• **What you should do**:
Each line below from the one containing "chore: lake shake on physlib" through the one containing "shake --add-public --keep-implied" is to be given again exactly, and no line outside that span.

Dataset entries
%%

PR #1035, opened 2026-04-12
chore: lake shake on physlib

zhikaip:
Ran `lake shake --add-public --keep-implied --keep-prefix --explain Physlib`

shake is not perfect yet and there are various places where it broke the code or I have to run #min_imports manually for comparison. Also can't guarantee that there are no mistakes but maybe this is good enough as a first pass. Hopefully later on we can also integrate shake into CI so we don't have to do this manually anymore.


jstoobysmith (approved):
Great! Many thanks. Approved

PR #1037, opened 2026-04-15
refactor(QM): angular momentum notation

gloges:
Changes the notation for the angular momentum operator (and its square) to mirror that for position / momentum operators and make use of `dotProduct` in the LRL vector definition.


gloges:
t-quantum-mechanics

jstoobysmith (approved):
Approved - very nice. Thanks. Will merge shortly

%%

• **Solution below**:
chore: lake shake on physlib

zhikaip:
Ran `lake shake --add-public --keep-implied --keep-prefix --explain Physlib`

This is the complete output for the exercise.